According to the export office http://export.gov managed by the Department of Commerce’s International Trade Administration www.trade.gov, China’s medical device market is ranked second largest in the world. This fact is driven by an increase in discretionary income and a population that is aging faster than any other nation’s population. The market growing at about 20 percent since 2009, is expected to maintain this pace over the next three to five years.
By 2020, China will have 400 million people over 60 and 100 million older than 80, plus the fact that China’s middle class is growing and health insurance now covers more people. Also, China’s medical device market is dominated by domestic suppliers, but many lack the expertise needed to supply the market.

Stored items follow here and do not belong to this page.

PR #1257, opened 2026-09-04
[ci] remove amd tlx test

xuzhao9:
The main tritonbench repo CI does not test against meta-triton by default as we have limited CI resources.

We should use https://github.com/facebookexperimental/triton repo to implement the TLX CI.

cc @bangtianliu

### DIFF
--- a/.github/workflows/pr.yaml
+++ b/.github/workflows/pr.yaml
@@ -19,13 +19,6 @@ jobs:
     uses: ./.github/workflows/_linux-test-mi350.yml
     with:
       conda_env: "triton-main"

China has over 16,000 hospitals, 85 percent are publicly owned. It has been noted, that imported products are better accepted by Chinese hospitals and the Chinese view foreign medical device companies as more credible than their Chinese counterparts. In addition, there is healthcare reform ongoing in public hospitals.
A few Chinese medical device companies are upgrading to provide some mid-to-high range technology and products, but the high tech large medical equipment market is dominated by foreign suppliers such as GE, Philips, Siemens, and others.

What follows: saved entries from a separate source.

PR #1264, opened 2026-09-14
Correct the compile_utils docstring for the fixed torch_tpu default

norx1991:
The module docstring said `torch_tpu` makes `backend="tpu"` the process-global default for `torch.compile`, so that merely installing it breaks `torch.compile` on cpu/cuda tensors. google-pytorch/torch_tpu#2639 changed that: the patched default now selects the TPU backend only when the inputs contain a TPU tensor.

Read today, the old text implies the `cpu`/`cuda` branch is what the module is for, when that branch is now compatibility for installations predating the fix. The TPU branch is the part carrying its weight, and for reasons the docstring never gave: the patched `torch.compile` still does not set the `dynamic=False` the TPU backend requires, and that backend rejects the Inductor-only `mode` / `options` kwargs many operators pass.

Documentation only — the executable AST is unchanged.

### Deliberately not changed

The `cpu`/`cuda` → `backend="inductor"` branch stays. tritonbench is paired with whatever torch_tpu a user has installed, not one pin, so it still protects anyone on a pre-#2639 build.

The docstring no longer claims pinning Inductor is equivalent to torch's own default. It isn't necessarily: an explicit `backend="inductor"` bypasses torch's default-backend selection, which can resolve to something else depending on version and config. Whether that override is still wanted on cpu/cuda now that #2639 has landed is a behavioral question, left alone here.


xuzhao9 (approved):
LGTM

Some of the best-selling prospects are:
- In vitro diagnostic equipment and reagents
- Implantable and intervention materials and artificial organs
- Therapeutic products
- Medical diagnostic and imaging equipment
- Surgery and emergency appliances
- Health information technology related equipment and products.

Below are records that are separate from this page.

PR #1265, opened 2026-09-14
Fix best_config metric with native autotuner (#1265)

xuzhao9:
Summary:

Fix best_config metric when using the native autotuner

Differential Revision: D120009655


agron911 (approved):
Review automatically exported from Phabricator review in Meta.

- Medical equipment parts and accessories
Current government policy supports and encourages medical device innovation inside of China. Some domestic manufacturers such as Shenzhen Mindray and Shandong Shinva plus other companies create high quality products and are beginning to compete against foreign suppliers in medium to high level technology niches.
A regulation requires all imported medical devices and products to be registered with the China’s Food and Drug Administration before being sold or distributed in the Chinese market. Generally, the process is complex and time consuming. U.S companies are encouraged to register their products through their authorized distributors if they do not have a representative office or subsidiary in China.
Other barriers include onerous pricing and reimbursement policies on pharmaceuticals and medical devices, inadequate intellectual property protection, and bureaucratic delays in registering products for sale. Numerous restrictions and an ever changing regulatory environment adds to the challenges.